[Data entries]
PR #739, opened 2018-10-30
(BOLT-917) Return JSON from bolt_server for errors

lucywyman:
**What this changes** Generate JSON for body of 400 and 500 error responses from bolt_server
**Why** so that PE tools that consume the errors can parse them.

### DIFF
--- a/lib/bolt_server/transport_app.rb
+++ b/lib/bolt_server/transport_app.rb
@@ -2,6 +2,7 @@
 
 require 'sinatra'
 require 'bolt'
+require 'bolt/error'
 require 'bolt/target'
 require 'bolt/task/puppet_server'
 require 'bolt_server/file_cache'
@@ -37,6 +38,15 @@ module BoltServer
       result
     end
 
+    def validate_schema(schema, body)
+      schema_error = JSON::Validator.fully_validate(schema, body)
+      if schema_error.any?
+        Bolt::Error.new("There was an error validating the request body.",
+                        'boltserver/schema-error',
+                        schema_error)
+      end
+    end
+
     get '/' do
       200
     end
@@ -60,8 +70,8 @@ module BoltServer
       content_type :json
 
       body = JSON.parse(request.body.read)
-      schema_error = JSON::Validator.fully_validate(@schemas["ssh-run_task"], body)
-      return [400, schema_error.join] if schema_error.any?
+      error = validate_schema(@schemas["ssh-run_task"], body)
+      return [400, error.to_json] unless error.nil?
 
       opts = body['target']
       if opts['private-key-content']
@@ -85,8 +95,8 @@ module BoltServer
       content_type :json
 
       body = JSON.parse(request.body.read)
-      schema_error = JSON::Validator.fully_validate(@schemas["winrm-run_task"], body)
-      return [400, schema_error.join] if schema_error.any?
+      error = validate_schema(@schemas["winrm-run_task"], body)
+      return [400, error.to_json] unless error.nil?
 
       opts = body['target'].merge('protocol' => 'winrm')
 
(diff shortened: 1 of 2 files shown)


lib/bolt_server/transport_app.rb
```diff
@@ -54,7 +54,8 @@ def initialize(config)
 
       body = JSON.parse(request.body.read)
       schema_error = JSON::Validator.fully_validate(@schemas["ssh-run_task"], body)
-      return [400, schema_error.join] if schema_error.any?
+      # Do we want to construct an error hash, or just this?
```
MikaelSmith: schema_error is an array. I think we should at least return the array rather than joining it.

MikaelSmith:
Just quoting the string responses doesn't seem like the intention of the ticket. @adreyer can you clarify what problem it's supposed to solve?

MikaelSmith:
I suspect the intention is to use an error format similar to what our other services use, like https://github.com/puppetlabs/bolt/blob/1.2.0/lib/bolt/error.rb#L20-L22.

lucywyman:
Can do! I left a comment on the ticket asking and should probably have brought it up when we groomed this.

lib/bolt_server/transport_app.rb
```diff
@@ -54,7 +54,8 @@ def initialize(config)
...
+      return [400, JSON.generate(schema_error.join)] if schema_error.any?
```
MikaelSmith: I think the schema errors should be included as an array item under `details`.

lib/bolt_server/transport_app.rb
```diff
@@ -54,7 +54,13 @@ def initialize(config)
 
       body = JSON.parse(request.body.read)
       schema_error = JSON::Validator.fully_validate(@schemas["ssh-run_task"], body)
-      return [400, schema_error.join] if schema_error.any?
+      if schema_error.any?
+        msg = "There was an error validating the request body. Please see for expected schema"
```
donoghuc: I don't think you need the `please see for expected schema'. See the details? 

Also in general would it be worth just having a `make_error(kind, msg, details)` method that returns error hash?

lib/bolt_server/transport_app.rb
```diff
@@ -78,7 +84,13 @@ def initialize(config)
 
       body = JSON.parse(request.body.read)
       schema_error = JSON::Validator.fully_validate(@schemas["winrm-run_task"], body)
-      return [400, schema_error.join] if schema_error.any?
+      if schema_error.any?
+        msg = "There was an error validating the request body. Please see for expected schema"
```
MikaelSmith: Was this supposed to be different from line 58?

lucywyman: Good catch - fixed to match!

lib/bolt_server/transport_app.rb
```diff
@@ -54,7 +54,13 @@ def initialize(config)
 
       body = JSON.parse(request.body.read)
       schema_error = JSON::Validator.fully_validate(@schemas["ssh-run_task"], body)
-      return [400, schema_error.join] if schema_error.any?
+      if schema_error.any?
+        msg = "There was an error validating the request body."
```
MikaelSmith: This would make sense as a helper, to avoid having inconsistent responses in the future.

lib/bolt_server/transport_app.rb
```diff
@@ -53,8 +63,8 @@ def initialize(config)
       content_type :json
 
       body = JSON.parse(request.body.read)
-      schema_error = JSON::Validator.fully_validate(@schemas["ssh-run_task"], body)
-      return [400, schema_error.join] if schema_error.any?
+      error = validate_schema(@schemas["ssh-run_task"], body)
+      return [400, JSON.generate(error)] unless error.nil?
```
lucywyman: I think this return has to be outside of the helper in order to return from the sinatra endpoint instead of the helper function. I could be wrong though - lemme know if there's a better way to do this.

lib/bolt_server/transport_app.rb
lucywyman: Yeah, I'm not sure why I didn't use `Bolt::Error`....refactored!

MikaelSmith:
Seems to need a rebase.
...
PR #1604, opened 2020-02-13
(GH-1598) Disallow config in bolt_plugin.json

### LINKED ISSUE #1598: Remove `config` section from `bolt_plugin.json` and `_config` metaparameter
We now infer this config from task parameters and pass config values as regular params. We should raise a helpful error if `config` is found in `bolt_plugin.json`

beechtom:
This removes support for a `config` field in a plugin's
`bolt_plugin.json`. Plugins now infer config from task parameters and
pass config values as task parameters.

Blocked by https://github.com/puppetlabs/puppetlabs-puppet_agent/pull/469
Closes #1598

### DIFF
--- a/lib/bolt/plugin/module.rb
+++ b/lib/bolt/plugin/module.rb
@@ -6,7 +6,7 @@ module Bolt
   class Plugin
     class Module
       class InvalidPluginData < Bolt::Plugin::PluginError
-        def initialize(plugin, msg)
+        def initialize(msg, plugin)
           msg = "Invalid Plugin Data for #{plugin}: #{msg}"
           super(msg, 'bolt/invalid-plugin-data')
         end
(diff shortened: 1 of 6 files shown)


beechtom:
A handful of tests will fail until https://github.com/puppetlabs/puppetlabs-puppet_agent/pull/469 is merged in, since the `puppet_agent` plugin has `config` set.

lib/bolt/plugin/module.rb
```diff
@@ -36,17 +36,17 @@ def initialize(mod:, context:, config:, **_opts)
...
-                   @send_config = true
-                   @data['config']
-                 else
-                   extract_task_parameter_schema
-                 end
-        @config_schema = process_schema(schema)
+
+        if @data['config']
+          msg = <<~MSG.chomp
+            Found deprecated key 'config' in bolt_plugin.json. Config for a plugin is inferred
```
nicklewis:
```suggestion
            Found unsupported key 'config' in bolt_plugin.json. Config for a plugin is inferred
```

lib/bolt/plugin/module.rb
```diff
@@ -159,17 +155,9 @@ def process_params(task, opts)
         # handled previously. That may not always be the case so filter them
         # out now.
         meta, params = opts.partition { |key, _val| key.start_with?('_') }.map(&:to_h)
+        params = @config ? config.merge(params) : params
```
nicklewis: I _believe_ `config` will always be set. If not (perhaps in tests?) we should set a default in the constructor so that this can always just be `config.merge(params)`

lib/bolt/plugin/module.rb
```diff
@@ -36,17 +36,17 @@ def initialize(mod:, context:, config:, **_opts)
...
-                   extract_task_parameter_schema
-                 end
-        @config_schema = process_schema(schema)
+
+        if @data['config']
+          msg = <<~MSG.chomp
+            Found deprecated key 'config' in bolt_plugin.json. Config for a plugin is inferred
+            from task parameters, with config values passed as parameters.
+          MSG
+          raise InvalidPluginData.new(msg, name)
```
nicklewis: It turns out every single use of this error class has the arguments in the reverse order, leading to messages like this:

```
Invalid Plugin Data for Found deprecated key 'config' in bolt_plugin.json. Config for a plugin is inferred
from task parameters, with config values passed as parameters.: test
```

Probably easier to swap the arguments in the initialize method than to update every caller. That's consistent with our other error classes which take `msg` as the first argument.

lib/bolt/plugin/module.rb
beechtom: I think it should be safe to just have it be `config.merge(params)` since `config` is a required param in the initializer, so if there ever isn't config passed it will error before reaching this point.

» Required work
Using the data above, transcribe the lines that run from the line with "PR #739, opened 2018-10-30" to the line with "--- a/lib/bolt_server/transport_app.rb", both ends kept, and output nothing else.

» Solution to this exercise
PR #739, opened 2018-10-30
(BOLT-917) Return JSON from bolt_server for errors

lucywyman:
**What this changes** Generate JSON for body of 400 and 500 error responses from bolt_server
**Why** so that PE tools that consume the errors can parse them.

### DIFF
--- a/lib/bolt_server/transport_app.rb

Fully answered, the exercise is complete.